** Opening Dataset excerpts block **
PR #376, opened 2017-01-13
removed useless class comments and fixed author PHPDoc

OskarStark:
I am targetting this branch, because this is BC.


Command/SonataDumpDoctrineMetaCommand.php
```diff
@@ -21,8 +21,6 @@
 
 /**
  * Return useful data on the database schema.
- *
- * Class SonataDoctrineUtils
```
greg0ire: Lol that wasn't even true

OskarStark:
Fixed CS

PR #384, opened 2017-02-03
Removed deprecated getMock in unit tests

core23:
I am targetting this branch, because this is for tests only.

## Changelog

```markdown
### Changed
 - `AbstractWidgetTestCase` uses `createMock` method
```

## Subject

The method `getMock` is deprecated.

### DIFF
--- a/Test/AbstractWidgetTestCase.php
+++ b/Test/AbstractWidgetTestCase.php
@@ -58,7 +58,7 @@ abstract class AbstractWidgetTestCase extends TypeTestCase
             'Symfony\Component\Form\Extension\Csrf\CsrfProvider\CsrfProviderInterface',
         ), 'interface_exists');
 
-        $this->renderer = new TwigRenderer($this->getRenderingEngine(), $this->getMock(current($csrfProviderClasses)));
+        $this->renderer = new TwigRenderer($this->getRenderingEngine(), $this->createMock(current($csrfProviderClasses)));
 
         $this->extension = new FormExtension($this->renderer);
         $environment = $this->getEnvironment();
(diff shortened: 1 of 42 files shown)


Test/AbstractWidgetTestCase.php
```diff
@@ -172,4 +172,20 @@ protected function getRenderingEngine()
...
     }
+
+    /**
+     * NEXT_MAJOR: Remove this method when dropping support for < PHPUnit 5.4.
+     *
+     * @param string $class
+     *
+     * @return \PHPUnit_Framework_MockObject_MockObject
+     */
+    protected function createMock($class)
```
greg0ire: Please make it final.

Tests/Form/Type/TypeTestCase.php
```diff
@@ -0,0 +1,34 @@
...
+ * @internal
+ */
+class TypeTestCase extends \Symfony\Component\Form\Test\TypeTestCase
+{
+    /**
+     * @param string $class
+     *
+     * @return \PHPUnit_Framework_MockObject_MockObject
+     */
+    protected function createMock($class)
```
greg0ire: You can make it final here too, but it's less of an issue because this class is not part of the public API.

Tests/PHPUnit_Framework_TestCase.php
```diff
@@ -0,0 +1,34 @@
...
+ * @internal
+ */
+class PHPUnit_Framework_TestCase extends \PHPUnit_Framework_TestCase
+{
+    /**
+     * @param string $class
+     *
+     * @return \PHPUnit_Framework_MockObject_MockObject
+     */
+    protected function createMock($class)
```
greg0ire: Same here, as you wish.

Test/AbstractWidgetTestCase.php
core23: 👎 because the original `createMock` method isn't final too: https://github.com/sebastianbergmann/phpunit/blob/5.4/src/Framework/TestCase.php#L1526

This would irritate someone.

greg0ire: You're right, nevermind that change.

Tests/Form/Type/TypeTestCase.php
core23: As you said, this `is not part of the public API`. So no reason to close this API.

OskarStark:
Thank you @core23 👍

PR #391, opened 2017-03-23
Improve error handling

greg0ire:

## Changelog

```markdown
### Added
- Options for `ImmutableArrayType` are now validated, which should yield better results.
```

## Subject

Options for `ImmutableArrayType` are quite peculiar, and misusing this type can
lead to somewhat cryptic error messages, like for instance "Undefined offset:
2", from `app/cache/classes.php`, which does not help at all.

### DIFF
--- a/Form/Type/ImmutableArrayType.php
+++ b/Form/Type/ImmutableArrayType.php
@@ -64,6 +64,21 @@ class ImmutableArrayType extends AbstractType
         $resolver->setDefaults(array(
             'keys' => array(),
         ));
+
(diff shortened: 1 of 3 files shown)


jordisala1991:
Seems like setAllowedValues has changed its API from SF2.3?

greg0ire:
> Seems like setAllowedValues has changed its API from SF2.3?

Indeed… not sure since when closures are supported either, I'll have to rework this.

jordisala1991:
Thanks @greg0ire

PR #3784, opened 2026-06-19
Fix hang when primary org.Nemo instance is frozen

loosestrife:
If service registration fails (indicating another instance owns the bus name), we check if the remote instance is responsive by sending a D-Bus Peer Ping with a 1-second timeout. If the remote instance does not respond, we log a warning and fall back to registering as G_APPLICATION_NON_UNIQUE to run locally instead of hanging indefinitely on g_application_open.

### DIFF
--- a/meson.build
+++ b/meson.build
@@ -1,7 +1,7 @@
 # Meson build file
 
 # https://github.com/linuxmint/nemo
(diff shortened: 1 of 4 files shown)


mtwebster:
Hi, thanks, but in this case we need to stop the hang occurring (which is being worked on), I'm not really interested in normalizing this state.

PR #3790, opened 2026-06-25
.desktop file: use GenericName.

### LINKED ISSUE #3789: .desktop file should use GenericName for `Files` and set Name to `Nemo`.
### Distribution

Arch Linux

### Package version

6.6.4

### Frequency

Always

### Bug description

As per the specifications: https://specifications.freedesktop.org/desktop-entry/latest/recognized-keys.html

It would be preferable to set `Name` to `Nemo` and `GenericName` to `Files`.

### Steps to reproduce

Open list of applications in any DE.

### Expected behavior

See application named `Nemo` if I chose to display names and not generic names.

### Additional information

_No response_

patlefort:
As per the specifications: https://specifications.freedesktop.org/desktop-entry/latest/recognized-keys.html

Use GenericName for `Files` and set `Nemo` for Name.

Fix #3789.


clefebvre:
Files is the name we want to see for Nemo, not the app name itself. Usage of name vs generic name is not consistent enough for us to use Generic name unfortunately so I need to reject this.

This can be patched in Arch of course if Arch wants to do this.

PR #3801, opened 2026-07-05
Fix open-as-root crash

Cognomines:
# Fix crash when using **Open as Root**

## Cause

On Wayland, `nemo-desktop` uses the `open_as_admin()` code path. This function called `nemo_window_slot_open_location()` using `view->details->slot`, which ultimately resolves to `slot->pane->window`. In the desktop view context this window pointer is `NULL`, causing an assertion failure in `nemo-window-manage-views.c`.

Additionally, `open_as_admin()` constructed an invalid admin URI using `g_uri_build()`, producing `admin:/path` instead of the expected `admin:///path`. Several code paths also assumed that `nemo_view_get_uri()`, `nemo_file_get_path()`, and `g_file_get_path()` could never return `NULL`.

## Solution

This patch changes `open_as_admin()` to launch a new `nemo` process with a correctly constructed `admin://` URI, matching the behavior of the non-Wayland `open_as_root()` implementation. This avoids dereferencing the desktop view's window entirely.

It also adds `NULL` checks for URI and path retrieval functions so invalid or non-native paths are handled gracefully instead of crashing.

## Testing

Tested on Hyprland using `nemo-git` built with `meson -Dgtk_layer_shell=true`. After applying this patch, selecting **Open as Root** from both the desktop icon context menu and the desktop background context menu no longer causes `nemo-desktop` to crash.

### DIFF
--- a/src/nemo-view.c
+++ b/src/nemo-view.c
@@ -7197,19 +7197,24 @@ cb_open_as_root_watch (GPid pid, gint status, gpointer user_data)
 }
 
 static void
-open_as_admin (NemoView *view, const gchar *path) {
-    g_autoptr(GUri) uri_obj = g_uri_build (0, "admin", NULL, NULL, -1, path, NULL, NULL);
-    g_autofree gchar *uri = g_uri_to_string (uri_obj);
-    g_autoptr(GFile) location = g_file_new_for_uri (uri);
+open_as_admin (const gchar *path) {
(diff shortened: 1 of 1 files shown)


mtwebster:
I get using spawn for nemo-desktop, but there's no need for it from the windowed nemo process - the original `nemo_window_slot_open_location()` works fine.

I think we should maybe also gate this on `NEMO_IS_DESKTOP_DIRECTORY()`

Issue #2319, opened 2020-02-10
Nemo treats remote ASCII files as binary files and opens them with file-roller


mattkjames7:
```
 * Nemo version 4.4.2
 * windowed nemo
 * Distribution - Linux Mint 19.3 Cinnamon
 * NVIDIA Corporation GP104 [GeForce GTX 1070 Ti], Driver version - 435.21
 * 64 bit
 ```

**Issue**
When connected to a remote drive using SSH/SFTP (this may affect other connections too), all files which have an unknown file type, whether they are binary or ASCII, are treated as binary files and are automatically opened using file-roller.

This is quite annoying as there are many ASCII files either with an unrecognised extension, or no extension at all which would automatically be treated as text files locally, but not remotely.

**Steps to reproduce**
1. Connect to a remote server using SFTP.
2. Try to open an ASCII file which has either no extension, or an unknown extension by double-clicking it.

**Expected behaviour**
The expected behaviour I think would be to open the ASCII file with a text editor like it would to the same file stored locally.

**Other information**
A similar bug exists in nemo 4.2.2 in Linux Mint 19.2, where it prompts the user with a message saying that the file is of an unknown files type (marginally less irritating than opening file-roller).
https://github.com/linuxmint/nemo/issues/1324

nazar-pc:
For me text files with `.com` extensions are treated as binary too.

nazar-pc:
The issue is not fixed and these "stale" bots are very annoying

mtwebster:
This behavior is unfortunate, but is also deliberate by the library Nemo uses for mimetype detection - avoiding content sniffing on remote filesystems.

https://github.com/linuxmint/nemo/pull/3802#issuecomment-4893254870

nazar-pc:
Seems like a reasonable concern and wrong default behavior. Nemo could have sniffed the type on attempt to open or asked what application to use for opening every time, yet it simply defaults to doing the wrong thing instead.

PR #3802, opened 2026-07-05
Sniff remote files mimetype

leigh123linux:
This PR addresses the issue by adding a remote-file MIME sniffing fallback so that files reported as application/octet-stream over SFTP/SSH/FTP are re-evaluated from their contents (so ASCII/text files can open in a text editor instead of being treated as binary/archives).

Changes:

Introduces an async read-and-sniff path for remote (non-native) files that initially resolve to application/octet-stream.
Adds a per-file guard flag (mime_type_sniffed) to avoid repeated sniffing / prevent later overwrites back to octet-stream.
Resets the sniff guard when clearing file info.

Fixes.  #2319

### DIFF
--- a/libnemo-private/nemo-file-private.h
+++ b/libnemo-private/nemo-file-private.h
@@ -83,7 +83,9 @@ struct NemoFileDetails
 	char *symlink_name;
 	
 	GRefString *mime_type;
-	
+
+	eel_boolean_bit mime_type_sniffed : 1;
+
 	char *selinux_context;
 	char *description;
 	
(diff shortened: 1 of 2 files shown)


mtwebster:
- *if* we were to do something like this, it would belong as part of nemo-directory-async file info machinery, not as an additional async operation.
- We do not want to risk latency issues by reading file content over remote connections. This is not an imaginary concern (see https://github.com/linuxmint/nemo/commit/8454290f84904a66979fcae067e96bf6ce540d47).

Nemo's existing mimetype library calls explicitly skip content sniffing remote content, going by filename detection only. This remains the safest option.

PR #3818, opened 2026-07-30
Add gsettings option to automatically merge directories during conflicts

bones99-hub:
### What does this patch do?

This patch adds a gsettings option that automatically chooses the "Merge" action during file conflicts involving only directories. It does not have a corresponding UI element in Preferences.

### What problem does this solve?

Currently, when a copied or moved directory already exists, Nemo always prompts the user to choose how to resolve the conflict. Users who routinely merge directory trees currently need to confirm the "Merge" action every time a directory conflict occurs. This setting allows those users to opt into automatically selecting the merge action.

### Does it change existing behavior?

No. The default remains exactly the same. Only users who explicitly enable the setting see different behavior.

### Why a gsettings key?

A gsettings option was chosen so that existing behavior remains unchanged while allowing users who prefer automatic directory merging to opt in.

### Why no UI element?

This patch intentionally adds only the underlying gsettings key. Whether it should be exposed through the Preferences dialog is a separate UI decision, so this change keeps the implementation focused and leaves that discussion open.

### DIFF
--- a/libnemo-private/nemo-file-operations.c
+++ b/libnemo-private/nemo-file-operations.c
@@ -4398,6 +4398,16 @@ get_target_file_for_display_name (GFile *dir,
 	return dest;
 }
 
+static gboolean
+should_always_merge_dirs (void)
** Closing Dataset excerpts block **
What is being asked> Only lines with the word "getMock" are needed. Copy them from the preceding records.

Finished exercise>
Removed deprecated getMock in unit tests
The method `getMock` is deprecated.
-        $this->renderer = new TwigRenderer($this->getRenderingEngine(), $this->getMock(current($csrfProviderClasses)));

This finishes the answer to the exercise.